INPUT FOR THIS TASK:
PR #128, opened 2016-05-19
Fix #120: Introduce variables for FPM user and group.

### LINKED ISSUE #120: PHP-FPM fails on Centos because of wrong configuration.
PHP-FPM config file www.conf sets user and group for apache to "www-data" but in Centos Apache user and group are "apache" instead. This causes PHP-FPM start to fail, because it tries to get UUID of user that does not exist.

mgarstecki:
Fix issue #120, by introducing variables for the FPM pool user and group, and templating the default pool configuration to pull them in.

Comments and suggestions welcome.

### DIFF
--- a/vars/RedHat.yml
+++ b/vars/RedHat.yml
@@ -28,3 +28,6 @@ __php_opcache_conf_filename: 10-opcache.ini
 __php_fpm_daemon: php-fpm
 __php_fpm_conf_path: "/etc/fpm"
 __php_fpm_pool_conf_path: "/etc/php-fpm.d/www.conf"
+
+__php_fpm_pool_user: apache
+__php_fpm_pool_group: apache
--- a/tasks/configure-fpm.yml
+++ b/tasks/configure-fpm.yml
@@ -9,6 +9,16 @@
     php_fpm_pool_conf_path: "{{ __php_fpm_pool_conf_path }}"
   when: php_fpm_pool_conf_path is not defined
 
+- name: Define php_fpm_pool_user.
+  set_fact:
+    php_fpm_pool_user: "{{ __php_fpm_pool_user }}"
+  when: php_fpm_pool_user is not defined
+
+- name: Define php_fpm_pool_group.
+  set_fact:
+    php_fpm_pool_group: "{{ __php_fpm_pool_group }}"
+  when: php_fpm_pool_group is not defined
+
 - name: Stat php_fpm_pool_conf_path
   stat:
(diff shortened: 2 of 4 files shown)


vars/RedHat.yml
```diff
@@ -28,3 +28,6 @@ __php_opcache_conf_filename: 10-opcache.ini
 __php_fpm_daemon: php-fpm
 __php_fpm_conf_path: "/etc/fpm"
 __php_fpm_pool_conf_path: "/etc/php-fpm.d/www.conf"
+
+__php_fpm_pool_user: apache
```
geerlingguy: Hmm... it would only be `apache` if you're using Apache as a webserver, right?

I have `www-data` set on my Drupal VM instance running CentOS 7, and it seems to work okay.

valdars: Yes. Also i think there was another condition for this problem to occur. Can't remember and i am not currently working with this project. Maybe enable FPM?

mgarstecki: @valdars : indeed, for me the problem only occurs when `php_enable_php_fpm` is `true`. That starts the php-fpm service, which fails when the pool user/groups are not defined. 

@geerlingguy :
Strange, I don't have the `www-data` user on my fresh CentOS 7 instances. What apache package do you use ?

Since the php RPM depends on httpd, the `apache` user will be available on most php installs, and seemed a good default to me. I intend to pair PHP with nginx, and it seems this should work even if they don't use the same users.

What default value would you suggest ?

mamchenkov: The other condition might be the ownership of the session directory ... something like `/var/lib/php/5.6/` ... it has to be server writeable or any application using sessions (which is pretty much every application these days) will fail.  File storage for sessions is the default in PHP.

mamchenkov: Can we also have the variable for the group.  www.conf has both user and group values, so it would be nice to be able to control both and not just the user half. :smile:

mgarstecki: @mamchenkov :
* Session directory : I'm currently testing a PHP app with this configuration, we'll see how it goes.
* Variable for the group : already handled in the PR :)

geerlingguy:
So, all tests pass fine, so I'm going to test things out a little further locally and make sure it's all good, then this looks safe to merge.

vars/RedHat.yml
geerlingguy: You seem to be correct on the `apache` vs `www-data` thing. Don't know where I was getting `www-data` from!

HOW TO COMPLETE THIS TASK: Return every line above where "with" appears.

EXERCISE RESPONSE:
valdars: Yes. Also i think there was another condition for this problem to occur. Can't remember and i am not currently working with this project. Maybe enable FPM?
Since the php RPM depends on httpd, the `apache` user will be available on most php installs, and seemed a good default to me. I intend to pair PHP with nginx, and it seems this should work even if they don't use the same users.
* Session directory : I'm currently testing a PHP app with this configuration, we'll see how it goes.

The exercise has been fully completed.